MINANGKABAUNEWS, BUKITTINGGI — Dalam khutbah Jumat yang penuh hikmah, Ketua Umum Majelis Ulama Indonesia (MUI) Sumatera Barat, Buya Dr. Gusrizal Gazahar Datuak Palimo Basa, mengajak umat Islam untuk menghidupkan kembali peran masjid tidak hanya sebagai tempat ibadah fisik, tetapi juga pusat penguatan spiritual pasca-Ramadan. Khutbah ini menanggapi fenomena masjid yang ramai selama bulan suci, namun kembali sepi setelah memasuki Syawal.

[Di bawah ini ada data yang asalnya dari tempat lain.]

PR #385, opened 2022-08-16
Feat: Add extraVolumes and extraVolumeMounts to Tasklist chart

aabouzaid:
All other charts have it already.

### DIFF
--- a/charts/camunda-platform/test/tasklist/deployment_test.go
+++ b/charts/camunda-platform/test/tasklist/deployment_test.go
@@ -247,6 +247,100 @@ func (s *deploymentTemplateTest) TestContainerSetContainerCommand() {
 	s.Require().Equal("printenv", containers[0].Command[0])
 }
 
+func (s *deploymentTemplateTest) TestContainerSetExtraVolumes() {
+	// given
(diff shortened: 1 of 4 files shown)


charts/camunda-platform/test/tasklist/deployment_test.go
```diff
@@ -247,16 +247,16 @@ func (s *deploymentTemplateTest) TestContainerSetContainerCommand() {
 	s.Require().Equal("printenv", containers[0].Command[0])
 }
 
-func (s *deploymentTemplateTest) TestContainerShouldSetTemplateEnvVars() {
```
Zelldon, line 250: :thinking: The diff is a bit weird. It looks like you replace this test, was this intended?

Zelldon (approved):
Thanks looks good @aabouzaid :+1: Small remark regarding a potential overwritten test :)

charts/camunda-platform/test/tasklist/deployment_test.go
aabouzaid: That's a good catch :grin: 
I will fix it now :bow:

Buya Gusrizal menyoroti pergeseran antusiasme jamaah usai Ramadan. “Azan yang semula disambut dengan gegap gempita, kini kerap diabaikan. Padahal, memenuhi panggilan salat berjamaah, khususnya bagi laki-laki, adalah kewajiban yang tak boleh surut,” tegasnya. Beliau mengingatkan sabda Rasulullah SAW tentang tujuh golongan yang akan mendapat naungan Allah di hari akhir, termasuk mereka yang hatinya senantiasa terhubung dengan masjid.

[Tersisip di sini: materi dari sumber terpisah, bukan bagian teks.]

Issue #379, opened 2022-08-09
Add labels to all volumeClaimTemplate


aabouzaid:
**Description of the problem:**

- Currently, we have some manifests that use `volumeClaimTemplate` without setting labels which produce `PersistentVolumeClaim` without labels.
- So it's hard to track the resources that were created by a specific Helm deployment.

**Desired outcome and acceptance tests:**

- Find all charts that use `volumeClaimTemplate` and make sure to enable the Helm deployment labels (usually called `release` or `instance`).
- Update any docs that rely on the sub-charts generic labels (e.g. we do that in the [main README file for Elasticsearch](https://github.com/camunda/camunda-platform-helm/blob/2a1ddee8bd4bafef60857beadfb6a78d88314588/README.md?plain=1#L96))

Khutbah tersebut diwarnai kisah simbolis Ustuanah Al-Mukhallaqah, tiang bersejarah di Masjid Nabawi yang dikenal sebagai tempat Rasulullah SAW salat. Suatu hari, Nabi menemukan dahak menempel pada tiang tersebut. Tanpa ragu, seorang sahabat segera membersihkannya dan memberi wewangian, melahirkan tradisi pengharum masjid hingga kini. “Ini mencerminkan sikap para sahabat yang menjunjung tinggi kesucian rumah Allah,” ujar Buya Gusrizal.
Mengutip Surah At-Taubah ayat 18, Buya Dr. Gusrizal menegaskan bahwa memakmurkan masjid tidak hanya tentang pembangunan fisik, tetapi juga pengisiannya dengan aktivitas bernilai spiritual. “Kaum musyrik Quraisy pernah membangun Ka’bah, namun Allah menyatakan mereka gagal memakmurkannya karena tidak menghidupkan nilai tauhid,” jelasnya. Beliau menekankan pentingnya menghadirkan masjid sebagai ruang salat, zikir, dan menuntut ilmu (imarah maknawiyah), yang menjadi fondasi penguatan iman.

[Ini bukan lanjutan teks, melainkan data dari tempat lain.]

Issue #376, opened 2022-08-08
Automate charts release notes and changelog


aabouzaid:
Currently, the release notes are generated manually for Github and Artifacts Hub. Also, we don't have a changelog file.

I already have some experience with [chglog](https://github.com/git-chglog/git-chglog) which is pretty easy to use.

PR #389, opened 2022-08-17
Automate charts release notes

aabouzaid:
Fixes: #376


.github/config/chart-releaser.yaml
```diff
@@ -0,0 +1 @@
+release-notes-file: RELEASE-NOTES.md
```
Zelldon, line 1: :question: Is it enought to just specify the name of do we need to specify the path `charts/*/RELEASE-NOTES.md` ?

Zelldon (approved):
Nice :rocket: :) 

I guess you have tested that before? Or is this from the other helm repo ? :D

scripts/bump-chart-version.sh
```diff
@@ -0,0 +1,38 @@
...
+  exit 1
+fi
+
+# Chart name is hard-coded since we only have 1 main chart,
+# but it could be customized in case we have more in the future.
+chart_name="camunda-platform"
+
+# Generate new version based on the old one.
+chart_version_old=$(grep -Po "(?<=^version: ).+" charts/${chart_name}/Chart.yaml)
+chart_version_new=$(echo "${chart_version_old}" | awk -F '.' -v OFS='.' '{$NF += 1; print}')
```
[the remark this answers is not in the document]
aabouzaid: yeah, at the moment, we just update the patch version, and in the future, we can add a flag to update the minor version.

.github/config/chart-releaser.yaml
aabouzaid: since I was the one who introduced this feature in Helm chart-releaser, the answer is yes :D 
it looks for files within the chart dir.

aabouzaid:
> Nice rocket :)
> 
> I guess you have tested that before? Or is this from the other helm repo ? :D

It's almost the same as the other Helm repo :D
since it's not 100% identical, I plan to test it in the next release.

PR #390, opened 2022-08-17
Add TLS configuration to tasklist ingress

conadrisca:
For whatever reason, tasklist does not allow you to configure TLS on the ingress like the rest of the camunda components.  These changes address the issue by simply following the same pattern as all of the other camunda ingress templates.

### DIFF
--- a/charts/camunda-platform/charts/tasklist/templates/ingress.yaml
+++ b/charts/camunda-platform/charts/tasklist/templates/ingress.yaml
@@ -10,14 +10,26 @@ metadata:
 spec:
   ingressClassName: {{ .Values.ingress.className }}
   rules:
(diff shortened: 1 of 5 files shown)


Zelldon (changes requested):
Before we merge this can we add a test for the ingress as we do with operate https://github.com/camunda/camunda-platform-helm/blob/main/charts/camunda-platform/test/operate/ingress_test.go

aabouzaid:
@conadrisca it looks great now :clap: 

Just one thing to merge, please rebase your branch against the repo's latest main branch (as you see your changes are mixed with other changes).

aabouzaid:
I just did the rebase to include this change in the new version I'm about to release.

PR #451, opened 2022-10-20
feat: allow using external/existing keycloak

aabouzaid:

Currently, Camunda Platform Identlty depends on Keycloak, shipped as a dependency Helm chart.
This change allows using an existing Keycloak but setting the URL for it.

### What's in this PR?
- Allow to disable Keycloak chart and set external Keycloak URL.
- Add [Bitnami common chart](https://github.com/bitnami/charts/tree/main/bitnami/common/) as a dependency because we were using it as an indirect dependency via Keycloak.
- Add constraints since Keycloak chart and the external Keycloak URL are mutually exclusive.

### Checklist

**Before opening the PR:**

- [x] Tests for charts are added.

**After opening the PR:**

### DIFF
--- a/charts/camunda-platform/Chart.yaml
+++ b/charts/camunda-platform/Chart.yaml
@@ -18,31 +18,34 @@ keywords:
   - process-engine
   - workflow
 dependencies:
-  - name: common
-    repository: https://charts.bitnami.com/bitnami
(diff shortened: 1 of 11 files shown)


aabouzaid:
A follow-up: #457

Kisah mengharukan Ali bin Abi Thalib yang tidur di masjid setelah berselisih paham dengan Fatimah binti Rasulullah SAW turut diangkat. Nabi Muhammad SAW kemudian menjumpainya, membersihkan debu dari tubuh Ali, dan memanggilnya dengan penuh kelembutan, “Abu Turab” (Bapak Tanah). “Ini mengajarkan bahwa masjid adalah tempat merenung dan menyucikan hati di tengah kegelisahan duniawi,” papar Buya Gusrizal.
Di penghujung khutbah, Buya Dr. Gusrizal mengajak umat Islam menjadikan masjid sebagai pusat ketenangan dan solusi masalah. “Jangan biarkan masjid lengang. Kembalilah, karena di sinilah dakwah dan pencerahan dimulai,” serunya. Beliau menegaskan, kecintaan pada masjid adalah cerminan keimanan sekaligus persiapan menuju kehidupan akhirat.
Pesan ini diharapkan menjadi pengingat agar umat Islam tidak hanya memakmurkan masjid secara fisik, tetapi juga menjaga keberkahan spiritualnya sepanjang tahun. Dengan demikian, masjid akan tetap menjadi mercusuar cahaya Ilahi di tengah dinamika zaman.